Exercise details: Scan the data below for the string "Stream". Copy every line where it appears.

Dataset entries:
>>>>>

PR #40989, opened 2019-12-12
fix: align callback functions of dataset with spec

tpluscode:
Please fill in this template.

- [x] Provide a URL to documentation: https://rdf.js.org/dataset-spec/#quadmapiteratee-interface

### DIFF
--- a/types/rdf-js/rdf-js-tests.ts
+++ b/types/rdf-js/rdf-js-tests.ts
@@ -177,27 +177,11 @@ function test_dataset() {
     const stream1: Stream = <any> {};
     const stream2: Stream<QuadBnode> = <any> {};
 
-    const quadFilterIteratee = (quad: Quad, dataset: Dataset): boolean => {
-        return dataset.has(quad);
-    };
-    const quadMapIteratee = (quad: Quad, dataset: Dataset): Quad => {
-        if (dataset.has(quad))
-            return quad;
-
-        return factory.quad(quad.subject, quad.predicate, quad.object, quad.graph);
-    };
-    const quadReduceToStringIteratee = (reduced: string, quad: Quad): string => {
-        return reduced + quad.subject.termType;
-    };
-    const quadReduceToArrayIteratee = (arr: boolean[], quad: Quad, dataset: Dataset): boolean[] => {
-        return [
-            ...arr,
-            dataset.has(quad)
-        ];
-    };
-    const quadForEachIteratee = (quad: Quad, dataset: Dataset): void => {
-        console.log(dataset.has(quad) ? 'it really has it' : 'what?');
-    };
+    const quadFilterIteratee: (quad: Quad, dataset: Dataset) => boolean = <any> {};
+    const quadMapIteratee: (quad: Quad, dataset: Dataset) => Quad = <any> {};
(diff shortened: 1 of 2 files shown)


types/rdf-js/rdf-js-tests.ts
```diff
@@ -176,19 +177,27 @@ function test_dataset() {
...
-    const quadMapIteratee2: QuadMapIteratee<QuadBnode> = <any> {};
-
-    const quadReduceIteratee1: QuadReduceIteratee = <any> {};
-    const quadReduceIteratee2: QuadReduceIteratee<string> = <any> {};
-    const quadReduceIteratee3: QuadReduceIteratee<any, QuadBnode> = <any> {};
-    const quadReduceIteratee4: QuadReduceIteratee<string, QuadBnode> = <any> {};
-
-    const quadRunIteratee1: QuadRunIteratee = <any> {};
-    const quadRunIteratee2: QuadRunIteratee<QuadBnode> = <any> {};
+    const quadFilterIteratee = (quad: Quad, dataset: Dataset) => {
```
rubensworks: Could you add the explicit types for each iteratee?
It's good to have the tests as strongly typed as possible, to avoid unintentonal future breakages.

rubensworks (changes requested):

types/rdf-js/rdf-js-tests.ts
tpluscode: I added the return types to callback signatures. You think that enough?

rubensworks: While that's also good to have, I was referring to the types of the iteratees itself. So `const quadFilterIteratee: someType = ...`

tpluscode: I'm not convinced.

The explicit type makes sense when verifying the return of tested call. In this case the type inference should be enough:

```ts
const quadFilterIteratee: (quad: Quad, dataset: Dataset) => boolean 
  = (quad: Quad, dataset: Dataset): boolean {}
```

I think this is unnecessarily redundant.

rubensworks: Yes, it's redundant, but that's the whole point of these tests 🙂.
Things here should be as strongly typed as possible to avoid future regressions.

tpluscode: Not really. This is not the subject under test. The actual interface methods are and there v everything is explicitly typed.

Here nothing is really implicit.

I'm out now so if you insist I can do b that v later. But seriously, would you also have me type

```js
const x: number = 5;
const y: string = "there is nothing implicit about this" 
```

?

tpluscode: Alright, having re-read my own argumentation I realised that the implementation of those callback methods is just a distraction and clutter anyway. I replaced them with just variables typed to what I expect them to be.

rubensworks (approved):
LGTM!

tpluscode:
Hi @armanio123. Sorry to bother you directly but you have been reviewing my other PRs before. Would you mind looking at this one? 🙏  Seems that the red label got it stuck?

Also, I have two other, significantly larger PRs. Is there any official way to draw maintainers' attention to them? 😞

<<<<<

Solution to the problem:
     const stream1: Stream = <any> {};
     const stream2: Stream<QuadBnode> = <any> {};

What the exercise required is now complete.